Justmuddlingalong · 30/12/2021 05:42

That sounds suffocating. You're his new GF, not a therapist, not a carer, not an emotional crutch, not an equal partner in the relationship. Continuing to see him will suck the joy out of your life and leave you emotionally exhausted. His behaviour is understandably causing resentment which will only increase as time goes on, so I'd cut my losses now before his neediness causes any emotional damage to you.

layladomino · 30/12/2021 07:26

He sees your job as being the supportive one. The strong one. The place he can dump all his feelings so he can feel better. He doesn't ask about you or your day. As far as he's concerned his feelings are much more important.

None of this will get better. You will end up feeling like his carer, and resenting him.

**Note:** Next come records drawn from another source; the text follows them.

PR #187, opened 2020-12-18
Remove enum prefixes

### LINKED ISSUE #174: Enum Prefix is not stripped
According to the [Style Guide](https://developers.google.com/protocol-buffers/docs/style#enums), protobuf enums should have the enum name as a prefix for all enum values, to avoid naming conflicts in languages like C, where all values from all enums are in the global namespace. Protobuf compilers for languages with scoped enums like C# will [strip these prefixes](https://developers.google.com/protocol-buffers/docs/reference/csharp-generated#enum) if they match the enum name. Since enums in betterproto are scoped as well, these prefixes should be stripped.

Example:
```
enum ArithmeticOperator {
    ARITHMETIC_OPERATOR_NONE = 0;
    ARITHMETIC_OPERATOR_PLUS = 1;
    ARITHMETIC_OPERATOR_MINUS = 2;
}
```
should become
```
class ArithmeticOperator(betterproto.Enum):
    NONE = 0
    PLUS = 1
    MINUS = 2
```
so that we can use it as 
```
if something.operator == ArithmeticOperator.PLUS:
     do_addition()
```
instead of
```
if something.operator == ArithmeticOperator.ARITHMETIC_OPERATOR_PLUS:
    do_addition()
```

### LINKED ISSUE #302: Enum with reserved word (`None`) clashes with python
Hiya,

I've just started working with gather.town which provides a version 3 proto file.  I had to remove the optional keywords (as best I can tell, they're somewhat unnecessary in proto3 files) and it all started generating fine.  I found, however, that when importing the file that the following enum:

```
message EmoteEnum {
  enum ENUM {
    None = 0;
    Wave = 1;
    Heart = 2;
    PartyPopper = 3;
    ThumbsUp = 4;
    QuestionMark = 5;
    RaisedHand = 6;
  }
}
```

generates the following dataclass:

```
class EmoteEnumENUM(betterproto.Enum):
    None = 0
    Wave = 1
    Heart = 2
    PartyPopper = 3
    ThumbsUp = 4
    QuestionMark = 5
    RaisedHand = 6
```

which tries to assign to None.  There doesn't appear to be a great mechanism for working around this automatically.  The best I've found would be to append an `_` and documenting that this would happen to any field name found in [keyword.kwlist](https://docs.python.org/3/library/keyword.html#keyword.kwlist).  There is a [workaround](https://stackoverflow.com/questions/60074344/reserved-word-as-an-attribute-name-in-a-dataclass-when-parsing-a-json-object) for `dataclasses-json`, but obviously that's not  a default package with python and doesn't look like a suitable solution to the issue...

Gobot1234:
## Summary

Removes any enum class name prefixes from enum members.

NONE -> NONE
ARITHMETIC_OPERATOR_NONE -> NONE

## Checklist

- [X] This PR fixes an issue.
  - [x] This change has an associated test
- [x] This PR is a breaking change (e.g. methods or parameters removed/renamed)

Closes #174 
Closes #302


Gobot1234:
I might actually just update this to remove any prefix on an enum that is the same for all the members.

src/betterproto/compile/naming.py
```diff
@@ -11,3 +13,19 @@ def pythonize_field_name(name: str) -> str:
 
 def pythonize_method_name(name: str) -> str:
     return casing.safe_snake_case(name)
+
+
+def pythonize_enum_member_names(names: Iterable[str]) -> List[str]:
+    """Removes any of the same characters from an Enum member's names."""
```
nat-n, line 19: I'm not sure this is the quite right thing to do. Surely what we really want is to specifically check if all the enum names are prefixed with exactly the capitalised snake case name of the enum (as per the convention), and if so then remove it.

Removing ANY common prefix could be quite surprising... especially if the enum only has one value ;)

nat-n (changes requested):

src/betterproto/compile/naming.py
Gobot1234: I'll revert this then

src/betterproto/compile/naming.py
```diff
@@ -11,3 +13,11 @@ def pythonize_field_name(name: str) -> str:
 
 def pythonize_method_name(name: str) -> str:
     return casing.safe_snake_case(name)
+
+
+def pythonize_enum_member_name(name: str, enum_name: str) -> str:
+    enum_name = casing.snake_case(enum_name).upper()
+    find = name.find(enum_name)
```
nat-n, line 20: I don't think removing the enum name from just anywhere in the key name would be a good idea, especially if each key is evaluated independently.

```suggestion
    prefix = casing.snake_case(enum_name).upper() + "_"
    if name.startswith(prefix):
        return name[len(prefix):]
    return name
```

I wonder if it's better to be all or nothing here... i.e. only do the renaming if the convention is perfectly followed (by all keys). Do you know of a precedent or documented rule to follow one way or the other?

tests/inputs/enum/test_enum.py
```diff
@@ -82,3 +79,8 @@ def enum_generator():
         yield Choice.THREE
 
     assert Test(choices=enum_generator()).to_dict()["choices"] == ["ONE", "THREE"]
+
+
+def test_renamed_enum_members():
+    for member in ArithmeticOperator:
```
nat-n, line 85:
```suggestion
    assert set(ArithmeticOperator) == set(("NONE", "PLUS", "MINUS")):
```

Gobot1234: That will fail due to sets sorting keys but I get what you're going for

src/betterproto/compile/naming.py
Gobot1234: I used find because sometimes people in C use k_ to prefix an enum.

cetanu: +1 for find, although a loosely held opinion

cetanu: Why would a prefix of `k_` necessitate `str.find`? Just curious

Do we just need a small test for this case (and any others)?

Gobot1234: Because the name doesn't start with k_

cetanu:
Needs to be relocked, but apart from that looks fine to me

cetanu (approved):

Gobot1234:
Failure looks unrelated

cetanu (approved):
I assume you will squash the commits for this 😅

src/betterproto/casing.py
```diff
@@ -136,4 +136,8 @@ def lowercase_first(value: str) -> str:
 
 def sanitize_name(value: str) -> str:
     # https://www.python.org/dev/peps/pep-0008/#descriptive-naming-styles
-    return f"{value}_" if keyword.iskeyword(value) else value
+    if keyword.iskeyword(value):
+        return f"{value}_"
+    if not value.isidentifier():
```
nat-n, line 141: What's the reasoning here? There are many ways that a string could fail to be a valid identifier, I'm not sure prefixing with an underscore is a treatment well matched to many of them. If your intention is more specific (like just to add a prefix to names that don't start with a letter?) then you should implement that logic.

src/betterproto/compile/naming.py
nat-n: I still think this implementation is unclear and error prone. For example imagine the chaos given an enum type with a single letter name! If the intention is to remove a "prefix", then just remove the prefix.

If you feel it's necessary to make it more clever than that (which I doubt) then a docstring explanation and test coverage are essential.

nat-n (changes requested):
Hi, just dropping by again. You can get someone else to approve and merge this, but if you want my opinion it needs a little more thought.

src/betterproto/casing.py
Gobot1234: The protobuf compiler only accepts ASCII alphabetical identifiers as field names, so the only inputs to this function that isn't a valid python identifier is an integer prefixed string and so to turn it into a valid python identifier you must prefix it with an underscore.

nat-n: Good to know the problem is more constrained that I thought it might be. Although if your intention here is to add a prefix to any string that starts with a digit, then wouldn't it be better (clearer, less surprising) to explicitly test for the first character being a digit?

Gobot1234: AFAIK the set of invalid identifiers has no intersection with _ + the invalid identifier, this way I just though was more forwards compatible

cetanu (approved):
I've looked over the files again, I am okay with this change. If some complication arises we can deal with it later.

src/betterproto/casing.py
cetanu: I think this is not quite a one-way door, and we can maybe add a comment or TODO to refactor later, so we can prioritize a 2.0 release. If nobody disagrees I will resolve this conversation

cetanu (approved):

snikch:
FYI this has broken the ability to use enums in JSON payloads cross platform as the JSON value has been stripped of the prefix too.

From the linked [C# docs](https://protobuf.dev/reference/csharp/csharp-generated/#enum) in #174:

> This name transformation does not affect the text used within the JSON representation of messages.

If you'd been together years and he had developed a MH illness it would be different. But this person is showing you from the start - when most people are still in the 'trying to impress' stage - that they expect your role to be the supportive carer.

It would be easier to feel sympathy if he was seeking professional help, but his refusal to do that is worrying.... he is putting all the responsibility for his feelings at your door rather than taking responsibilty himself.

tortoiselover100 · 30/12/2021 11:29

@user1471457751

Why on earth did you invite him to move in with you and your children? You barely know the guy, your kids shouldn't know him at all yet and the relationship is making you miserable. Sounds like he was the sensible one in saying no to moving in
I talked about him maybe moving in next summer, we would have been together for more than a. Year then, but he said he wanted to start where he was. He's met my kids but not spent a huge amount of time with them. He was t quite as bad as is he now though.